- **Prompt**: Take the material below and reproduce, word for word, only the lines from the line with "### LINKED ISSUE" through the line with "--- a/src/pytypes/onefuzztypes/models.py".

- **The input**:
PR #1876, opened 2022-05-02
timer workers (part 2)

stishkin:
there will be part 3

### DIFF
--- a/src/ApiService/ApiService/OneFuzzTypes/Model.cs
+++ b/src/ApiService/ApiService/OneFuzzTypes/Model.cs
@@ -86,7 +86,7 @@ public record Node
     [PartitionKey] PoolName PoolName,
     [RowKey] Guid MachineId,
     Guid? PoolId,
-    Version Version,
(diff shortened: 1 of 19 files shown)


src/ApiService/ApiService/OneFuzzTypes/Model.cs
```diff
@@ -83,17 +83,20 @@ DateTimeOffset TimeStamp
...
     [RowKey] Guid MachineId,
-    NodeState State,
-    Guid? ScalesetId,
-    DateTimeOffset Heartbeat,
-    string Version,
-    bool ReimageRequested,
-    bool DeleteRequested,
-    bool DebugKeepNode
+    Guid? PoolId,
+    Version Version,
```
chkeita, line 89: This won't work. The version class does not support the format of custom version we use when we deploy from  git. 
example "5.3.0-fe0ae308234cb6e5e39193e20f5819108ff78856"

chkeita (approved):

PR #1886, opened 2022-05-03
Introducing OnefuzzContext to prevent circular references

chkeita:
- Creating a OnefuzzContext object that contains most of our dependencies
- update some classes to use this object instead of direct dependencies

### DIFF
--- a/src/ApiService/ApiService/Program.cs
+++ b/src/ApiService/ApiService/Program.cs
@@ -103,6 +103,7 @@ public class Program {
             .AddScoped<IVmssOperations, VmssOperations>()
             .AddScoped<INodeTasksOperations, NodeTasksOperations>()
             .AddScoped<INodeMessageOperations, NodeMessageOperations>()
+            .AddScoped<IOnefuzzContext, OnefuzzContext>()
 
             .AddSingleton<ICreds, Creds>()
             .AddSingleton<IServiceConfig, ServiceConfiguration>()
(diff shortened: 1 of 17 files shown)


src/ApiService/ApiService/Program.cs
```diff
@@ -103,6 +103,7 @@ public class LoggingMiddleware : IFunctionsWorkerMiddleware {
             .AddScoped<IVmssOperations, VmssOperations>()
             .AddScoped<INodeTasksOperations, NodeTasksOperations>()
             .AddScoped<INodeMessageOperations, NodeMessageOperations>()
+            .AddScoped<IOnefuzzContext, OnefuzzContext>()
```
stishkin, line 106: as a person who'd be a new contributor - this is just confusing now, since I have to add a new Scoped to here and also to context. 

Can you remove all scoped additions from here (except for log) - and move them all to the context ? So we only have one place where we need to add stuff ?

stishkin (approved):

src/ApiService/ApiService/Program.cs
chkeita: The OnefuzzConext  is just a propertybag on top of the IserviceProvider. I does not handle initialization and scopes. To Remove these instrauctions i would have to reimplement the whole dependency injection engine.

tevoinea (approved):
---
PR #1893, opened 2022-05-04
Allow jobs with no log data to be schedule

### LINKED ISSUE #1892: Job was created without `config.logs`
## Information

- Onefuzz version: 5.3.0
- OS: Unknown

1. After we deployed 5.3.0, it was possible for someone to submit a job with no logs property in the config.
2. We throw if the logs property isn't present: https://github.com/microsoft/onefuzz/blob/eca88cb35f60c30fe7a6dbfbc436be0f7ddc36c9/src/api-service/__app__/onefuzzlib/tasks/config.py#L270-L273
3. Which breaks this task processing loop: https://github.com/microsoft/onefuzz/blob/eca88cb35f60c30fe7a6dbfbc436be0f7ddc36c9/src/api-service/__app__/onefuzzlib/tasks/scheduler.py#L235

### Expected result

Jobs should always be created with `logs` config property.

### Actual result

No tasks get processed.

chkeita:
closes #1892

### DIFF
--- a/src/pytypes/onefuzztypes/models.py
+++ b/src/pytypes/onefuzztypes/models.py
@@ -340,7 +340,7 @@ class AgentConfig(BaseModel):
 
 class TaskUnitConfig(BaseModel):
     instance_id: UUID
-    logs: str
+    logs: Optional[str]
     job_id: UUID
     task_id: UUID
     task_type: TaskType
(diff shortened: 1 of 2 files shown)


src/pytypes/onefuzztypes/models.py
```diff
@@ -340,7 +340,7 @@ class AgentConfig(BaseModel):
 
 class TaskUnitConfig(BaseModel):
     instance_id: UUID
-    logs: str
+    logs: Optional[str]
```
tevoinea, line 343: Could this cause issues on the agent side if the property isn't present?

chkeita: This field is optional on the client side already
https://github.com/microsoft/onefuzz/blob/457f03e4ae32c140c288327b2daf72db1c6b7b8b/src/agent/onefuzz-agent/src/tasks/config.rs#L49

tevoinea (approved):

- **Task solution**:
### LINKED ISSUE #1892: Job was created without `config.logs`
## Information

- Onefuzz version: 5.3.0
- OS: Unknown

1. After we deployed 5.3.0, it was possible for someone to submit a job with no logs property in the config.
2. We throw if the logs property isn't present: https://github.com/microsoft/onefuzz/blob/eca88cb35f60c30fe7a6dbfbc436be0f7ddc36c9/src/api-service/__app__/onefuzzlib/tasks/config.py#L270-L273
3. Which breaks this task processing loop: https://github.com/microsoft/onefuzz/blob/eca88cb35f60c30fe7a6dbfbc436be0f7ddc36c9/src/api-service/__app__/onefuzzlib/tasks/scheduler.py#L235

### Expected result

Jobs should always be created with `logs` config property.

### Actual result

No tasks get processed.

chkeita:
closes #1892

### DIFF
--- a/src/pytypes/onefuzztypes/models.py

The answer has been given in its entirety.